Stored records:

PR #18015, opened 2019-05-26
Update Media-Storehouse.xml

cschanaj:
#17965 `mediastorehouse.com` was not protected.

### DIFF
--- a/src/chrome/content/rules/Media-Storehouse.xml
+++ b/src/chrome/content/rules/Media-Storehouse.xml
@@ -11,7 +11,7 @@
 		- images.mediastorehouse.net
 		- www.mediastorehouse.net
 -->
-<ruleset name="Media Storehouse (partial)">
+<ruleset name="Media Storehouse">
 	<!-- *.mediastorehouse.com -->
 	<target host="mediastorehouse.com" />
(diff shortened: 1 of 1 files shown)


J0WI:
> #17965 mediastorehouse.com was not protected.

Isn't this covered by

https://github.com/EFForg/https-everywhere/blob/b371e9331a64baf6fa372e74faa1343434775f93/src/chrome/content/rules/Media-Storehouse.xml#L16

https://github.com/EFForg/https-everywhere/blob/b371e9331a64baf6fa372e74faa1343434775f93/src/chrome/content/rules/Media-Storehouse.xml#L31-L32

src/chrome/content/rules/Media-Storehouse.xml
```diff
@@ -1,34 +1,32 @@
...
 
-	Nonfunctional:
-
-		- images.mediastorehouse.net	(times out; not on secure nor images...com)
-
+		SSL peer certificate was not OK:
+		- images.mediastorehouse.net
+		- www.mediastorehouse.net
 -->
-<ruleset name="Media Storehouse (partial)">
```
J0WI: There are still a lot of uncovered subdomains. Maybe you just want to keep the `partial`?

PR #18045, opened 2019-05-31
Create Birdtree.org.xml

Bisaloo:


pipboy96:
There are more:
```
calendar.birdtree.org
email.birdtree.org
files.birdtree.org
mobilemail.birdtree.org
pop.birdtree.org
imap.birdtree.org
fax.birdtree.org
smtp.birdtree.org
```

Bisaloo:
@pipboy96, these are all internal subdomains as far as I can tell. I'm not sure we should add them. It unnecessarily increase the noise in rulesets.

pipboy96:
@Bisaloo I'm not sure about procedures in this case either.

Bisaloo:
I think it depends on the reviewer so you're correct we should probably adopt a clear and common guideline.

@cschanaj @gloomy-ghost @J0WI

J0WI:
Hosts like `pop.birdtree.org` without any HTTP service can be ignored.

pipboy96:
@J0WI I (softly) disagree since if user had accidentally accessed it over unencrypted HTTP, it's possible for an attacker to do SSLstrip-like attack as long as the user doesn't notice that the connection is unencrypted. Of course this only applies if corresponding HTTPS service exists.

gloomy-ghost:
Oh, I remember internal subdomains were brought up in #7662, but it wasn't really the focus.

I still hold my opinion about potential breakage that the risk is acceptable. However, after joining the project for a long time, I feel like we simply won't have the resources to maintain them with little people actually benefit from these ruleset. So similar with small blog sites - it's fine if someone finds it important enough to propose a ruleset, and it can be merged if a reviewer happens to check on it, but we shouldn't encourage it.

cschanaj:
In my opinions, we should ignore subdomains without any HTTP(s) services, like `pop` and `smtp` in this case. They increase maintenance burden since we lack an established way to perform any form of test.

Besides, I usually prefers not to add coverage to internal subdomains which require authentications. A notable exception is when the rulesets come from an affiliated/ authorized user to the organization. Otherwise, it seems too risky to rewrite internal connections blindly, especially for large corporate networks.

Bisaloo:
@pipboy96, I've seen you recommend Amass to enumerate subdomains. Why do you prefer it over Sublist3r?
If we update the `Enumerating subdomains` section of the contributing guide, we could possibly change that as well.

J0WI:
> Besides, I usually prefers not to add coverage to internal subdomains which require authentications.

I have no doubts if they already use/force HTTPS for the authentication.

pipboy96:
@Bisaloo Faster, especially if brute mode is on compared to Sublist3r with same brute mode setting, no Google bans, written in Go.

pipboy96:
@J0WI Playing devil's advocate, maybe it redirects back to HTTP after authentication (it's unlikely though).

PR #18049, opened 2019-06-01
Update KOOORA.com.xml

ComputerJy:
Added a trivial subdomain

### DIFF
--- a/src/chrome/content/rules/KOOORA.com.xml
+++ b/src/chrome/content/rules/KOOORA.com.xml
@@ -1,18 +1,13 @@
 <!--
-		Error code 29 (SSL not supported):
-
-	o forum.kooora.com
-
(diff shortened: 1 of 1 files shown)


src/chrome/content/rules/KOOORA.com.xml
```diff
@@ -12,7 +12,8 @@
 	<target host="www.kooora.com" />
 	<target host="m.kooora.com" />
 	<target host="o.kooora.com" />
-
+	<target host="img.kooora.com" />
```
J0WI: Targets should be [sorted alphabetically](https://github.com/EFForg/https-everywhere/blob/master/CONTRIBUTING.md#target-ordering) (except `www` which comes right after `^`).

PR #17980, opened 2019-05-21
DRY out loading of rulesets, make everything parsed through addFromJson

Hainish:

PR #18052, opened 2019-06-01
Replace Array() with []

pipboy96:
This should also be slightly faster (in real world performance, to much less degree than demonstrated in this example):

```js
let c = null

const a = performance.now()

for (let i = 0; i < 1e8; i++) {
  c = Array()
}

const b = performance.now()

console.log(b - a)

// 2634.315000002971
```

```js
let c = null

const a = performance.now()

for (let i = 0; i < 1e8; i++) {
  c = []
}

const b = performance.now()

console.log(b - a)

// 1824.0100000039092
```

### DIFF
--- a/chromium/background-scripts/rules.js
+++ b/chromium/background-scripts/rules.js
@@ -231,7 +231,7 @@ RuleSets.prototype = {
   addFromXml: function(ruleXml, scope) {
     const rulesets_xml = ruleXml.getElementsByTagName("ruleset");
 
-    let rulesets = Array();
+    let rulesets = [];
     for (let ruleset_xml of rulesets_xml) {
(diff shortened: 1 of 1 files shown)


cschanaj:
related #17980

pipboy96:
@cschanaj Not sure how this is directly related. Thanks for the link though.

cschanaj:
#17980 is merged recently, contributors who didn't rebase their local branch recently might have difficulties follow the code. there was only one instance of `Array()` prior to that.

pipboy96:
@pipboy96 Thanks for explaining.

Hainish:
https://stackoverflow.com/questions/7375120/why-is-arr-faster-than-arr-new-array interesting.  Thanks!

PR #18057, opened 2019-06-04
Add Ghidra-SRE.org.xml

pipboy96:


src/chrome/content/rules/Ghidra-SRE.org.xml
```diff
@@ -0,0 +1,9 @@
+<!--
+	For other National Security Agency coverage, see National-Security-Agency.xml
```
Bisaloo: Can you also add a link to this ruleset in `National-Security-Agency.xml` please?

pipboy96: @Bisaloo Done.

PR #18058, opened 2019-06-05
Release 2019.6.4

Hainish:


Hainish:
cc @J0WI, @Bisaloo, @cschanaj, @Hainish, @jsha, @andresbase, @pipboy96

This release was made due to a medium-level vulnerability in the interstitial `cancel` page.  The vulnerability could trigger a clickjacking attack in Chrome browser.  This would not affect Firefox due to randomization of the extension ID.  Clickjacking is further mitigated in Tor Browser due to first-party isolation.  See https://twitter.com/vladimir_metnew/status/1135226568601690112.

pipboy96:
@Hainish Maybe we need to add CSP as part of defense in depth?

pipboy96:
@Hainish It is also possible to use `cancel.html` link to trick the user into disable HTTPS Everywhere for some website, even when EASE is off.

Example: `chrome-extension://gcbommkclmclpchllfjekcdonpmejbdp/pages/cancel/index.html?originURL=http://s3.amazonaws.com/ygl-photos/9867O5a6c86190f0ba`

If user presses the button, it will go to unencrypted version of page and also will disable HTTPS Everywhere on entire `s3.amazonaws.com` domain.

Should we disable `cancel.html` if EASE is off, or maybe use something like HMAC to test if we created this link?

cschanaj:
I think @pipboy96 is right that phishing is possible. EFF might have to look into another way to securely pass the original URL to the extension. 

Regarding the suggestions we have, disable the cancel page outside EASE alone does not work because an attacker might add the phishing content via an HTTPS page under his/ her control. 

A signed URL using runtime generated key could work, but the implementation can be tricky.

Hainish:
Tricking users into disabling HTTPS Everywhere for a specific site is a risk, but since (1) it requires active participation of the user, and (2) this action has to be taken once per domain, I consider this a low risk scenario.  I think this still warrants fixing, but not a new release to be made specifically for this scenario.

Bisaloo:
Is there a specific reason chrome is not randomizing extension IDs? It may be a good idea to file a ticket to fix this on the browser side as well.

pipboy96:
@Bisaloo They are unlikely to do that now since that would probably break something.

Hainish:
In fact, each approach has its advantages and disadvantages.

Chromium deployed WebExtensions first, and Firefox chose to randomize extension IDs as a security measure.  But random IDs can also be a browser fingerprinting vector.  If an extension inserts some resource into the page that includes the extension ID (e.g. if Privacy Badger swapped out social media widgets this way instead of using `data` URLs) this unique ID can be discovered by the remote site, and used as a supercookie.

pipboy96:
@Hainish Nice one! Didn't think about this in such way. Do you think always random nonce or nonce that is only used for one browsing session is fine?

Hainish:
If it was once per browsing session then that would limit the supercookie lifetime.  Perhaps also making the ID randomized when cookies are cleared, and randomizing the ID for every first party.  But that does seem like a lot of effort on the browsers part...

PR #18063, opened 2019-06-06
Minor style fixes to cschanaj script

pipboy96:
Feel free to partially merge/cherrypick if needed.


Hainish:
Looks good and confirmed it still performs as intended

What the exercise asks:
Please copy every line of the records above in which "them" appears.

Task answer:
@pipboy96, these are all internal subdomains as far as I can tell. I'm not sure we should add them. It unnecessarily increase the noise in rulesets.
I still hold my opinion about potential breakage that the risk is acceptable. However, after joining the project for a long time, I feel like we simply won't have the resources to maintain them with little people actually benefit from these ruleset. So similar with small blog sites - it's fine if someone finds it important enough to propose a ruleset, and it can be merged if a reviewer happens to check on it, but we shouldn't encourage it.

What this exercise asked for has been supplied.